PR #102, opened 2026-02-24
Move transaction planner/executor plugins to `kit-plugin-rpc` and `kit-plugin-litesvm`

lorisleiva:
==
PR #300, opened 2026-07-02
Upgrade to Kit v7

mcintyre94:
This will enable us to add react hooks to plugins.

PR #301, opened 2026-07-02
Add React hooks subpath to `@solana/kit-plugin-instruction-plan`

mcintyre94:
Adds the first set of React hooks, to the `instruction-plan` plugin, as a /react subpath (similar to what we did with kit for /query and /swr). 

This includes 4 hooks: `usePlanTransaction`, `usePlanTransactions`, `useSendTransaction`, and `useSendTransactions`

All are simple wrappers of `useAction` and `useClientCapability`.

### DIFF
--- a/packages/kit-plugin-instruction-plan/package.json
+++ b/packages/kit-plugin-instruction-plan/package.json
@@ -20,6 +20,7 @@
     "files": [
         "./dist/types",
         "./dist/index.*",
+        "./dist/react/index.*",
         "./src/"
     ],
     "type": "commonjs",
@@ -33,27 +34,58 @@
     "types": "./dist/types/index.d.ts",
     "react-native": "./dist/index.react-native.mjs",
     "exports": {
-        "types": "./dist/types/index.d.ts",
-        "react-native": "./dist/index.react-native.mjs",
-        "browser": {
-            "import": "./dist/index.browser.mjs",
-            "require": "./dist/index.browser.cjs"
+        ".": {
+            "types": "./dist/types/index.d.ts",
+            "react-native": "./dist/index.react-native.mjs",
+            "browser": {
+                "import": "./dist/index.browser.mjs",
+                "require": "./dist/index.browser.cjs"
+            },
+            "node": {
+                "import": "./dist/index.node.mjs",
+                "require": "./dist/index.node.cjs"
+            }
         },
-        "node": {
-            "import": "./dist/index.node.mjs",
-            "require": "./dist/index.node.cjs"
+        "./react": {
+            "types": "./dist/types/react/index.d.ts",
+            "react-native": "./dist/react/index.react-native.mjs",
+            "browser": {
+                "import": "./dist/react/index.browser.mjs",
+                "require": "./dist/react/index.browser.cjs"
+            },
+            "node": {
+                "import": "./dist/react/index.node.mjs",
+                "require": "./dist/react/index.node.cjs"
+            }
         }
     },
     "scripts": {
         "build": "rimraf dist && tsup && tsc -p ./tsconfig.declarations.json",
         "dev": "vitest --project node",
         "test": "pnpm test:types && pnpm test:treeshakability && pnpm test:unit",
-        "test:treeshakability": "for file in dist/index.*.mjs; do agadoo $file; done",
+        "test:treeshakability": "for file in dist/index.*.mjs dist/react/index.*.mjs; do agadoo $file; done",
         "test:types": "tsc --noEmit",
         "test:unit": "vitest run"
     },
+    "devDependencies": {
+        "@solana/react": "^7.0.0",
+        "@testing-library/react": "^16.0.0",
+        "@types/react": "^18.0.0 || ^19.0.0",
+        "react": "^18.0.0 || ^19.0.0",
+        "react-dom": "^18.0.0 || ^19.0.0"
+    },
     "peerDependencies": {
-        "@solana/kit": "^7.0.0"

EXERCISE DESCRIPTION:
If a line in the records above contains the string "vitest", copy that line out.

ANSWER SPACE:
         "dev": "vitest --project node",
         "test:unit": "vitest run"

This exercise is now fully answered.